Mein erster Sohn, Ben, war bereits recht groß, er hatte zur Geburt 56 cm und 4450 g. Unter der Geburt mussten viele Interventionen unternommen werden, er ist im Geburtskanal stecken geblieben, hatte einen erheblichen Sauerstoffmangel der jedoch zum Glück keine bleibenden Schäden hinterlassen hat. Ich habe recht schwere Geburtsverletzungen davon getragen. Natürlich habe ich dafür Verständnis, dass Geburten nicht planbar sind. Im Zeitraum unserer Entbindung kamen wohl 6 Babies parallel auf die Welt – das ist auch für die große Uniklinik in der ich entbunden habe durchaus viel. Zudem gab es wohl Zwillings-Frühchen in der 25. SSW. Bei allem Verständnis ist mir aber absolut unverständlich, warum mein Partner nicht früher dazu gebeten wurde, um mich in der Entspannungswanne zu „überwachen“ bzw. zu begleiten. In der Zeit in der ich gebadet habe, hat er sogar von sich aus auf Station angerufen, da er länger nichts von mir gehört hat und sich Sorgen gemacht hat. Offenbar wusste der Gesprächspartner erst gar nicht wer oder wo ich bin. Warum man ihm dann nicht sagt, dass er doch bitte dazu kommen möge… Außerdem beschäftigt mich im Nachgang sehr der Gedanke, was alles hätte passieren können, wenn es wieder eine ähnlich komplizierte Geburt wie beim ersten Kind gewesen wäre. Mein zweiter Sohn, Henning, kam mit 52cm und 4300g. Wenn er auch stecken geblieben wäre, seine oder meine Vitalwerte abgefallen wären… es hätte keiner gemerkt, da wir in der Wanne ja auch technisch nicht überwacht wurden. Geburtsverletzunge habe ich diesmal übrigens kaum davon getragen. Ich hatte lediglich ein paar Abschürfungen.
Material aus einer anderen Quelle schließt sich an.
PR #11985, opened 2025-02-07
[IMP] developer/../view_architectures: improve calendar doc

aab-odoo:
This commit reworks the documentation of the calendar view, by using a style which is more aligned with other views. We also reworded and re-organized it.

### DIFF
--- a/content/developer/reference/user_interface/view_architectures.rst
+++ b/content/developer/reference/user_interface/view_architectures.rst
@@ -3188,105 +3188,275 @@ calendar.
    order to set the initial focus of the calendar on the period (see `mode`) around
    this date (the context key to use being `initial_date`)
 
-Their root element is ``<calendar>``. Available attributes on the
-calendar view are:
-
-:string:
-  string (default: ``''``)
-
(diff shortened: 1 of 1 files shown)


Feyensv (approved):
@robodoo delegate+

content/developer/reference/user_interface/view_architectures.rst
```diff
@@ -3188,105 +3188,242 @@ calendar.
...
+.. include:: view_architectures/root_attribute_string.rst
+
+.. _reference/view_architectures/calendar/components:
+
+Components
+----------
+
+Calendar views accept a single type of child elements: ``<field>``. Those fields
+are displayed in a popover, in the given order, which opens when a record
+(a calendar event) is clicked. Field nodes can have the following attributes:
```
mcm-odoo, line 3340: We need to note that the fields displayed in the popover are read only. They are not editable.

aab-odoo (commented):
robodoo r+

aab-odoo:
robodoo rebase-ff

Mein Fazit ist, dass sowas natürlich in jeder Klinik passieren kann. Ich habe bis zu einem gewissen Grad Verständnis, hadere aber durchaus mit dem „warum konnte das nicht alles besser laufen“-Gefühl. Die Geburt verlief komplett ohne Interventionen, ich habe keine Schmerzmittel oder sonstiges bekommen. Wie auch? War ja keiner da. Aber prinzipiell war das durchaus mein Wunsch. Ich bin stolz auf das, was mein Körper da geleistet hat, bin aber auch emotional ziemlich aufgewühlt, weil ich das allein durchstehen musste. So blöd es klingt, ich finde es schade, dass ich so eine große Leistung vollbringe, eine der größten Leistungen die ich jemals in meinem leben vollbringen werde… und mein Partner hats nicht mit erleben können. Von allen Seiten hat man schon im Vorfeld immer gesagt bekommen „früher war das auch normal“. Der Punkt ist aber, dass sich das ja nicht ohne Grund geändert hat. Väter haben eine ganz andere Bedeutung als noch in der Generation unserer Eltern. Viele Vorschriften, wie z. B., dass eine Frau eigentlich nicht unbeaufsichtigt in der Wanne sein darf, wurden sicherlich aufgrund entsprechender Ereignisse, erschaffen.

Nun bin ich einfach froh, dass ich zwei recht große Kinder gesund und munter zur Welt gebracht habe und auch selbst gesund und in der Lage bin, sie aufzuziehen.